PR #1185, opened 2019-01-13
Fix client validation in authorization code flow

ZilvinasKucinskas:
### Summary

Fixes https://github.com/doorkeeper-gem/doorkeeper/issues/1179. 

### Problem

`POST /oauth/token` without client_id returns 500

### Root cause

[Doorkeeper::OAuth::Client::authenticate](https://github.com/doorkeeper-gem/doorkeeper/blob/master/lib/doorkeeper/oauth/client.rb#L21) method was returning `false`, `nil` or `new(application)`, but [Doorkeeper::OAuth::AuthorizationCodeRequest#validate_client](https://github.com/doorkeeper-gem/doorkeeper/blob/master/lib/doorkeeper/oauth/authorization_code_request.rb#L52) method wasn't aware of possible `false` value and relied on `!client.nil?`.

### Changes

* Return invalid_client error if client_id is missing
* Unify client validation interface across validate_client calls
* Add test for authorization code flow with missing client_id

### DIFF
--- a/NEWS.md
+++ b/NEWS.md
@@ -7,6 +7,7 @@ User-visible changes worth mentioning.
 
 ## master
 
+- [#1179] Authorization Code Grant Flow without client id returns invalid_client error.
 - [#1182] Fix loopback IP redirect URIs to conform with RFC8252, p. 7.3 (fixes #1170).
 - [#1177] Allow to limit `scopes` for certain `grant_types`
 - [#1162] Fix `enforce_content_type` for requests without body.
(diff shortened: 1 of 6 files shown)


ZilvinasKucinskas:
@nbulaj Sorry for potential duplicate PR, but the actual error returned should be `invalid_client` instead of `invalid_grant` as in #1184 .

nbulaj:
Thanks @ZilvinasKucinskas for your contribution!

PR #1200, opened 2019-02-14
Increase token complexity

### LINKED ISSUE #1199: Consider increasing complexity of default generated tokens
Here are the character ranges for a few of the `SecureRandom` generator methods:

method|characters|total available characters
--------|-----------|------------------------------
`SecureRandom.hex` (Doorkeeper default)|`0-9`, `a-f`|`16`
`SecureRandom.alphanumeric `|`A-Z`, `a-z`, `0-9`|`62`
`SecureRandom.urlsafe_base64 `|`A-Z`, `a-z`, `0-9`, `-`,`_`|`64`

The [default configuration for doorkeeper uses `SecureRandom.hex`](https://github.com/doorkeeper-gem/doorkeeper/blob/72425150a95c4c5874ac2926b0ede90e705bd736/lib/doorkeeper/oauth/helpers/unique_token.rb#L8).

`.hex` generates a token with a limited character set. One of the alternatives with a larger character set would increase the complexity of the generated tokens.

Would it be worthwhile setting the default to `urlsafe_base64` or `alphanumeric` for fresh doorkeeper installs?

==

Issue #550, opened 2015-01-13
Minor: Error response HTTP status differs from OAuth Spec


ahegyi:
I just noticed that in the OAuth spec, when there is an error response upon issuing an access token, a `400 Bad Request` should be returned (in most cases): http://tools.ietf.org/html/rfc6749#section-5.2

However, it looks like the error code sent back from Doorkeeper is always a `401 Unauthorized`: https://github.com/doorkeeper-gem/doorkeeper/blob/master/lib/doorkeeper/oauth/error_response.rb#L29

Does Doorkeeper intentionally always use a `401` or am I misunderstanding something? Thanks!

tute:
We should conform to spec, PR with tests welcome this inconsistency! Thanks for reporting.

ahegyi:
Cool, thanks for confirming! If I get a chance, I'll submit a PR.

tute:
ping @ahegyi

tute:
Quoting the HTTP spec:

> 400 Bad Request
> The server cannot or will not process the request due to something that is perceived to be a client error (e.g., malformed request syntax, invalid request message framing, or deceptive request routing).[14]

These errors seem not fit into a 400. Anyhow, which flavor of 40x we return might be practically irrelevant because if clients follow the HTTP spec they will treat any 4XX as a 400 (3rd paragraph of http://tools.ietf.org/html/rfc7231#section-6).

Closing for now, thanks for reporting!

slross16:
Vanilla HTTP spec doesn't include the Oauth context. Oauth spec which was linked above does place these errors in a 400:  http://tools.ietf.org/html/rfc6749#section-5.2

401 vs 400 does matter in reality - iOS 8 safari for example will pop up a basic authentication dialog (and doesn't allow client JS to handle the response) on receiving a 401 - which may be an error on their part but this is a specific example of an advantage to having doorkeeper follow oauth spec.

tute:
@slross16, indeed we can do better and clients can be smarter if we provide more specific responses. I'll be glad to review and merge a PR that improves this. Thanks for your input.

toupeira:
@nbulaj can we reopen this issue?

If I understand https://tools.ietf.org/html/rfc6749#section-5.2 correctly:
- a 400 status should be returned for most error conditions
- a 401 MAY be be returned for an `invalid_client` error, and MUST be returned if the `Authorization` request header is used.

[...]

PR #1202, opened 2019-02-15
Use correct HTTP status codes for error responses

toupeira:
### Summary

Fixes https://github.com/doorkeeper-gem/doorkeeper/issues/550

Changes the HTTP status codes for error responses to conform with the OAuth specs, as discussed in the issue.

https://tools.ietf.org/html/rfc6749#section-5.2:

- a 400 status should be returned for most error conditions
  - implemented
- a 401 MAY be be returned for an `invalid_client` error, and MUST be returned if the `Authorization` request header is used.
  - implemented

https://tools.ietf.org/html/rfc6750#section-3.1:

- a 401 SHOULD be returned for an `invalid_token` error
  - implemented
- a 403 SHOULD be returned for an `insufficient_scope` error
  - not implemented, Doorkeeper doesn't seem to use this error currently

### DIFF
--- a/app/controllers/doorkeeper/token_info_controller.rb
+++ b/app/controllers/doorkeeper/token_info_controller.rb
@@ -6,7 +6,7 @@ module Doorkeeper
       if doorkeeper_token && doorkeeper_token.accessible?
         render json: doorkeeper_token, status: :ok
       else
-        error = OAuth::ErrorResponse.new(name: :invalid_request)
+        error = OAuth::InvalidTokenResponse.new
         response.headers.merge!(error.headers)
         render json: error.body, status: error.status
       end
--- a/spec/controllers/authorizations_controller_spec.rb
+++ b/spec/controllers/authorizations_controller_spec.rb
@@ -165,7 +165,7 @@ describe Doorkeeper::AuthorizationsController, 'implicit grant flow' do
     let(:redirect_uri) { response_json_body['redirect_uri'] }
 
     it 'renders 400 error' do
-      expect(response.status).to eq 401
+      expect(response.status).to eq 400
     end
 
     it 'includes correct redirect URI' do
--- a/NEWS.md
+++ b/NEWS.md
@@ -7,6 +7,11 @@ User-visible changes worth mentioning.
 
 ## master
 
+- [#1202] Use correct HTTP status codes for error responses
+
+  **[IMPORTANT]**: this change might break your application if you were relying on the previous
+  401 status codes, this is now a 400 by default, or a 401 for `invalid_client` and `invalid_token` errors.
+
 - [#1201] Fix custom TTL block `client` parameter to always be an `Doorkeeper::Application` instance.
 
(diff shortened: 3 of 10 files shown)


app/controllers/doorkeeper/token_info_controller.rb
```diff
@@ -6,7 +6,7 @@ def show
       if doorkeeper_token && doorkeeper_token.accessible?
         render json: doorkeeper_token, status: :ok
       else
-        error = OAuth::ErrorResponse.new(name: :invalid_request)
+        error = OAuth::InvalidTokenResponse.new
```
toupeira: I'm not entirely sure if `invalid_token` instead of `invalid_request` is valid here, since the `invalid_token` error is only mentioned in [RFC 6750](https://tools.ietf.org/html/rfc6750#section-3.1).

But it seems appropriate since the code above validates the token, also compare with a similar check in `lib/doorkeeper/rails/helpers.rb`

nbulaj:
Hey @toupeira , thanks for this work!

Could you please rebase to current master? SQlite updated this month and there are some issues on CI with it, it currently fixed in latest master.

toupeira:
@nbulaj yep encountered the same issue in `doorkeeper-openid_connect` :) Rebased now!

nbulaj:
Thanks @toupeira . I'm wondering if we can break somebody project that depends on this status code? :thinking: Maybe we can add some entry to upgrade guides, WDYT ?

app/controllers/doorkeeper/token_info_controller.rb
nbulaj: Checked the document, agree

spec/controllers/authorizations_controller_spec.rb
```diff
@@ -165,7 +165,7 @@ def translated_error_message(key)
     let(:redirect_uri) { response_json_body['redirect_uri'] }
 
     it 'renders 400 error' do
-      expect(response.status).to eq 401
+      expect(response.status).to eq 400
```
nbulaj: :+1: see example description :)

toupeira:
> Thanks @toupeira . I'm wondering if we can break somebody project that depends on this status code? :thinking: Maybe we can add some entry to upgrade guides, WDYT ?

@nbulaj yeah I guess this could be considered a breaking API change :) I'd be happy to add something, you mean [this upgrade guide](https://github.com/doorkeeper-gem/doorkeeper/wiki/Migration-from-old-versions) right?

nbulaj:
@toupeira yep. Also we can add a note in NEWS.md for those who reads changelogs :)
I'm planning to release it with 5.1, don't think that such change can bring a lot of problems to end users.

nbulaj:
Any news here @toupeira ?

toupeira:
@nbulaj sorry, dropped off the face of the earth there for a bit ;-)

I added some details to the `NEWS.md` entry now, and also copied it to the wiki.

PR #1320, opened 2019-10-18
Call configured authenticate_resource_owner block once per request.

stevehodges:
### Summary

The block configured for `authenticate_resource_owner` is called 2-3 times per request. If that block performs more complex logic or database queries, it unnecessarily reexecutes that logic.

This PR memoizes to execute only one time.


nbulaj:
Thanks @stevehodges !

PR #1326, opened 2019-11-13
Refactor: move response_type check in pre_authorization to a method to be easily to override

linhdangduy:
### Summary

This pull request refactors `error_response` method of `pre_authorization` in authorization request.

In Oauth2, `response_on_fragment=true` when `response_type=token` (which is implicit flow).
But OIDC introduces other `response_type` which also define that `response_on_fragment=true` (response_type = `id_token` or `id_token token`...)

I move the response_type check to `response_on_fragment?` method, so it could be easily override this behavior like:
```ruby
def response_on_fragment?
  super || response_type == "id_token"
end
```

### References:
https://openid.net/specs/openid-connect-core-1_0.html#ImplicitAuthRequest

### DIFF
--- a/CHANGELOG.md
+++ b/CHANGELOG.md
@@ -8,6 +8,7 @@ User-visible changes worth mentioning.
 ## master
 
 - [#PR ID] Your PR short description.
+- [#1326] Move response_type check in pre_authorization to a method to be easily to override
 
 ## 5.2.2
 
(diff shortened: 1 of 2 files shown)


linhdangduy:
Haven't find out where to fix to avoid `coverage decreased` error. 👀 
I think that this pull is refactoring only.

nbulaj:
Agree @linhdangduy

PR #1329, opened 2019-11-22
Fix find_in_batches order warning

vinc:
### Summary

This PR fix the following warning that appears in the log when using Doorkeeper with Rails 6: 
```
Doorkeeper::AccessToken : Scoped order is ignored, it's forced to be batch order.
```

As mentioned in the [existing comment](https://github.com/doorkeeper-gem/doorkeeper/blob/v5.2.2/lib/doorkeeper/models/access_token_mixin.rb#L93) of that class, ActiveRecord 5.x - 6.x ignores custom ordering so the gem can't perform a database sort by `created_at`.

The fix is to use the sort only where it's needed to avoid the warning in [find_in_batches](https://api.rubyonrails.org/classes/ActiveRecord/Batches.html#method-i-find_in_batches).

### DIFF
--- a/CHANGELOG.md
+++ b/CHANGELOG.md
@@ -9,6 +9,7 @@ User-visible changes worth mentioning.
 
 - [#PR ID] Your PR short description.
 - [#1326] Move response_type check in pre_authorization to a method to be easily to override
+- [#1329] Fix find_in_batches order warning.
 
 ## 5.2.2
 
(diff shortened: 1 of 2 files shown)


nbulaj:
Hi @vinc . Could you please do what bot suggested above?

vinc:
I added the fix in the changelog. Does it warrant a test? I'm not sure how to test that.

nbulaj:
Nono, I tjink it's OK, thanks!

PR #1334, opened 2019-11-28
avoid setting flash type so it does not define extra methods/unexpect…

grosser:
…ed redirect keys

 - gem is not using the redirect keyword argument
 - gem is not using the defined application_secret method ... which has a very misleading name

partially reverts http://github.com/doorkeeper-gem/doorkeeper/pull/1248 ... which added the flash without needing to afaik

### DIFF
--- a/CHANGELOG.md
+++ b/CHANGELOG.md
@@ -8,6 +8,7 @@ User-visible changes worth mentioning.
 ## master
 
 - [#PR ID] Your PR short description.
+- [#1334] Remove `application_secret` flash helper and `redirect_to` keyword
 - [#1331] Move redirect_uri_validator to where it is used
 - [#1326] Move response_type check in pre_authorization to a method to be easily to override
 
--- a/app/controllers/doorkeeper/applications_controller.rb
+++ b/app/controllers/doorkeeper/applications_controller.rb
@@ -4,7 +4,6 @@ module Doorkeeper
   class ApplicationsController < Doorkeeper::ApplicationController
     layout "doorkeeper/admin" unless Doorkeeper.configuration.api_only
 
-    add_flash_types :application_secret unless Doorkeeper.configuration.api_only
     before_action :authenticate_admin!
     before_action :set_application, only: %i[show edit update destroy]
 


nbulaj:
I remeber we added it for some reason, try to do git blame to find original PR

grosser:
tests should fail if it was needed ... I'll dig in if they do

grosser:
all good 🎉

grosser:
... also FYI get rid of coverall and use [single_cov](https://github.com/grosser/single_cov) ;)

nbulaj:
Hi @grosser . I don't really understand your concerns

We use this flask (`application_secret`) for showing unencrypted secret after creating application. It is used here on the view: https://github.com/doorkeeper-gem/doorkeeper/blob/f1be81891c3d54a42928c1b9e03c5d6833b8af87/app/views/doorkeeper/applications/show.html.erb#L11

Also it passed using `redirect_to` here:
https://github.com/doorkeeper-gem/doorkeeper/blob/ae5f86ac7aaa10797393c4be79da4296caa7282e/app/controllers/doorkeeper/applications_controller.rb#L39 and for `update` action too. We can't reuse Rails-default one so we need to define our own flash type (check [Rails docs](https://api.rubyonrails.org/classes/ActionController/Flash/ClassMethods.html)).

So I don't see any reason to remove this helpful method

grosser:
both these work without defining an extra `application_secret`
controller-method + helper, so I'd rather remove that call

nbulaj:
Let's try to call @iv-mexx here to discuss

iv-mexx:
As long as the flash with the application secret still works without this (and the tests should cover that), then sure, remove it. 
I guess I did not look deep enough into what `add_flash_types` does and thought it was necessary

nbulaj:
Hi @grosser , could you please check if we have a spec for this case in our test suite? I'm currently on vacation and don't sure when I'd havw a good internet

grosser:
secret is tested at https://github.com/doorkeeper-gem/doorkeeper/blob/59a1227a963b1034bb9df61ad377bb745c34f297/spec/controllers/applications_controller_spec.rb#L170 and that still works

Your goal:
Copy word for word the stretch of entries above from the line that has "PR #1185, opened 2019-01-13" through the line that has "Here are the", both ends included, and nothing outside it.

Written solution:
PR #1185, opened 2019-01-13
Fix client validation in authorization code flow

ZilvinasKucinskas:
### Summary

Fixes https://github.com/doorkeeper-gem/doorkeeper/issues/1179. 

### Problem

`POST /oauth/token` without client_id returns 500

### Root cause

[Doorkeeper::OAuth::Client::authenticate](https://github.com/doorkeeper-gem/doorkeeper/blob/master/lib/doorkeeper/oauth/client.rb#L21) method was returning `false`, `nil` or `new(application)`, but [Doorkeeper::OAuth::AuthorizationCodeRequest#validate_client](https://github.com/doorkeeper-gem/doorkeeper/blob/master/lib/doorkeeper/oauth/authorization_code_request.rb#L52) method wasn't aware of possible `false` value and relied on `!client.nil?`.

### Changes

* Return invalid_client error if client_id is missing
* Unify client validation interface across validate_client calls
* Add test for authorization code flow with missing client_id

### DIFF
--- a/NEWS.md
+++ b/NEWS.md
@@ -7,6 +7,7 @@ User-visible changes worth mentioning.
 
 ## master
 
+- [#1179] Authorization Code Grant Flow without client id returns invalid_client error.
 - [#1182] Fix loopback IP redirect URIs to conform with RFC8252, p. 7.3 (fixes #1170).
 - [#1177] Allow to limit `scopes` for certain `grant_types`
 - [#1162] Fix `enforce_content_type` for requests without body.
(diff shortened: 1 of 6 files shown)


ZilvinasKucinskas:
@nbulaj Sorry for potential duplicate PR, but the actual error returned should be `invalid_client` instead of `invalid_grant` as in #1184 .

nbulaj:
Thanks @ZilvinasKucinskas for your contribution!

PR #1200, opened 2019-02-14
Increase token complexity

### LINKED ISSUE #1199: Consider increasing complexity of default generated tokens
Here are the character ranges for a few of the `SecureRandom` generator methods:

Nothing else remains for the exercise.